PR #1563, opened 2026-02-24
feat(fs): implement access, chmod, and chown

### LINKED ISSUE #1372: A variant of `fs.access` and `fs.chmod` for Neutralino.filesystem API
## Is your feature request related to a problem? Please describe

There are cases where you need to check whether folders or files are writable/readable.

* For example, in my app, I need to create and manage a folder for user data before my app can do anything. The default folder is usually $HOME/ct.js, but:
  * Apparently on Windows there are issues for Active Directory users where their home directory links to a remote SAMBA drive;
  * And Linux is also a zoo that can't be trusted.
  * So I have to check whether a directory is empty and allow users to pick another one. For that, I need some sort of `fs.access` method from Node.js.
* Executables that don't have +x flag seems to be a reoccuring theme in various places nowadays 🤔 

These cases require a way to read folder and file access right, and `fs.chmod`-like method would allow apps built on Neutralino to mend these situations automatically.

## Describe the solution you'd like
An implementation for Node.js' [`fsPromise.access`](https://nodejs.org/api/fs.html#fspromisesaccesspath-mode) and [`fsPromise.chmod`](https://nodejs.org/api/fs.html#fspromiseschmodpath-mode) for Neutralino.js.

> Exercise goal
Exactly as written, please transcribe the lines from the start of the records above to the line that holds "There are cases", both ends included.

> Final answer
PR #1563, opened 2026-02-24
feat(fs): implement access, chmod, and chown

### LINKED ISSUE #1372: A variant of `fs.access` and `fs.chmod` for Neutralino.filesystem API
## Is your feature request related to a problem? Please describe

There are cases where you need to check whether folders or files are writable/readable.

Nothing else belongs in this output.